*Exercise goal*. In the records below, the line with "mime types needs" opens the range and the line with "standalone time is" closes it; print that range exactly and nothing else.

Material for the task Block Start

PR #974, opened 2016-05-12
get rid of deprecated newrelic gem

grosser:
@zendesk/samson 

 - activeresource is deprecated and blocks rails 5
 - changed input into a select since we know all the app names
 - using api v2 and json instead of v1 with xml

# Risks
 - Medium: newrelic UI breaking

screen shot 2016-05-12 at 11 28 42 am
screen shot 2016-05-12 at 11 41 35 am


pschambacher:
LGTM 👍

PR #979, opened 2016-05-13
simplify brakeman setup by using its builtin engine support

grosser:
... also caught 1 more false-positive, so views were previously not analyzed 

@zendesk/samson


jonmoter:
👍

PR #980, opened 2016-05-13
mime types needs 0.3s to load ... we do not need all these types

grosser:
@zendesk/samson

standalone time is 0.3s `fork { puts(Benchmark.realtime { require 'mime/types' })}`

Material for the task Block End
Material for the task Block Start

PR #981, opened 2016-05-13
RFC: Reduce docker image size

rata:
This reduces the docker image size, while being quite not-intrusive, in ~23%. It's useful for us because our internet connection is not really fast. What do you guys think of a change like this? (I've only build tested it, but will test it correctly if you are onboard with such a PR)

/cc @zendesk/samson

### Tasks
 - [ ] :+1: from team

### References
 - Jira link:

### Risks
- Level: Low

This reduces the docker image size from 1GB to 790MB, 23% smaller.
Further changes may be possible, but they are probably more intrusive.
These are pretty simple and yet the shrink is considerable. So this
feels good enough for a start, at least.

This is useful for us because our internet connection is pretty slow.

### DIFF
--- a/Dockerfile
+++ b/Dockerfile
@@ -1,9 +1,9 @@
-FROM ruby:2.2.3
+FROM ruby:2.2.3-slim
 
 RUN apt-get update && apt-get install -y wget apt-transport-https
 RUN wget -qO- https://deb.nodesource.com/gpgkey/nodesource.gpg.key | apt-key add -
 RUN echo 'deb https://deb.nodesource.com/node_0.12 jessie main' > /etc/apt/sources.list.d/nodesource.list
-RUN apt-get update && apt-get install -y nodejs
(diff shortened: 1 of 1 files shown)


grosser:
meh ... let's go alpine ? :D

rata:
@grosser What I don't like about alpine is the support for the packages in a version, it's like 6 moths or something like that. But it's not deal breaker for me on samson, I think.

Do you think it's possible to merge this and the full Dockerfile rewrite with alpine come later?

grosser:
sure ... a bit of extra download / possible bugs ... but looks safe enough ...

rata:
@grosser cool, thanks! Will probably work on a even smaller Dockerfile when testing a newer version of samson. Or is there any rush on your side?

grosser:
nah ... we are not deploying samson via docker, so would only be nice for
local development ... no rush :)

Material for the task Block End
Material for the task Block Start

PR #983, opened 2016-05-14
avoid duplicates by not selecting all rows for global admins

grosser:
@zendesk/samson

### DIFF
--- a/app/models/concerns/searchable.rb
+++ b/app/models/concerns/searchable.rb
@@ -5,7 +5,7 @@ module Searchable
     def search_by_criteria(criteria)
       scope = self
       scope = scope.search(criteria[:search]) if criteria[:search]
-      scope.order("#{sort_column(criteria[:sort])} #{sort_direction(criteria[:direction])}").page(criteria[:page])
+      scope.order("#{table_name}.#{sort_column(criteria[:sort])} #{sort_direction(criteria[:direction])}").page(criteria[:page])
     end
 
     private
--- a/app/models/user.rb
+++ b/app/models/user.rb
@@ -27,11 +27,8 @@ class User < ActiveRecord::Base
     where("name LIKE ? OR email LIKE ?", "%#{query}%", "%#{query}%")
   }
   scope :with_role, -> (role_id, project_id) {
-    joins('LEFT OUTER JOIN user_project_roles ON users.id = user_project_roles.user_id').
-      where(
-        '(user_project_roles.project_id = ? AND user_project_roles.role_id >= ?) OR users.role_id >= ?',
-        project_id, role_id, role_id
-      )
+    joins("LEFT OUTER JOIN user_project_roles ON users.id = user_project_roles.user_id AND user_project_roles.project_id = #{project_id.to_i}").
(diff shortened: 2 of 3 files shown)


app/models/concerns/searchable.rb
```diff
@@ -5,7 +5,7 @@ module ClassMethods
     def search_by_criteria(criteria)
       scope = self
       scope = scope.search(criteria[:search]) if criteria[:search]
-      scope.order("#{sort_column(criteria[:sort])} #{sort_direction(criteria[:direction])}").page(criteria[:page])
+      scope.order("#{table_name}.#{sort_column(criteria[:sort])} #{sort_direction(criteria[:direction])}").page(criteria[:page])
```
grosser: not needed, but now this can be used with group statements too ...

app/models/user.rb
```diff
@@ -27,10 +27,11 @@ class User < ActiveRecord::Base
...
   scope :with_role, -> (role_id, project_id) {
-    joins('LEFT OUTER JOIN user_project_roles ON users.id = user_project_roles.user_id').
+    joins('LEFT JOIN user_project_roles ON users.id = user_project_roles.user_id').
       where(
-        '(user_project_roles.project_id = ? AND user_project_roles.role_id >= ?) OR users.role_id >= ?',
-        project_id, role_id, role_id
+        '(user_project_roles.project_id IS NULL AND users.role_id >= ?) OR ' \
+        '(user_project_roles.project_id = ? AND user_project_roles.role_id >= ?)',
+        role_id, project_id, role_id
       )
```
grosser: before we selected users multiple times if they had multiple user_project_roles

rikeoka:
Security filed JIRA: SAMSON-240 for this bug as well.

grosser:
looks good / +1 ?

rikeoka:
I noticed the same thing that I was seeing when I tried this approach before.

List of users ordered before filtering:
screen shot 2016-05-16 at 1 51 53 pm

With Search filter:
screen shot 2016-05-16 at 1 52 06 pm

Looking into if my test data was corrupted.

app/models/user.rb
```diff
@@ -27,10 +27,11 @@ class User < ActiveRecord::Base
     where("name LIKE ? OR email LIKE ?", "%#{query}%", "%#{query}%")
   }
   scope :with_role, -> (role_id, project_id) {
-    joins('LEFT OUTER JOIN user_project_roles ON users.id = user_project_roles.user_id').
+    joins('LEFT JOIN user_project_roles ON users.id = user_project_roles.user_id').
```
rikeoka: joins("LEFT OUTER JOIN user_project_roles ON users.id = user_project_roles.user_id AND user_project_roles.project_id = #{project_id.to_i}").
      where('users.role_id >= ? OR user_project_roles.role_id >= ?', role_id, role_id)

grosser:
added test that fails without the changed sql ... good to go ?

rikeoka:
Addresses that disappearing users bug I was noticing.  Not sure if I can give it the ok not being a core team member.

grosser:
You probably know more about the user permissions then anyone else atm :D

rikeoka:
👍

Material for the task Block End

*Solution to this exercise*.
mime types needs 0.3s to load ... we do not need all these types

grosser:
@zendesk/samson

standalone time is 0.3s `fork { puts(Benchmark.realtime { require 'mime/types' })}`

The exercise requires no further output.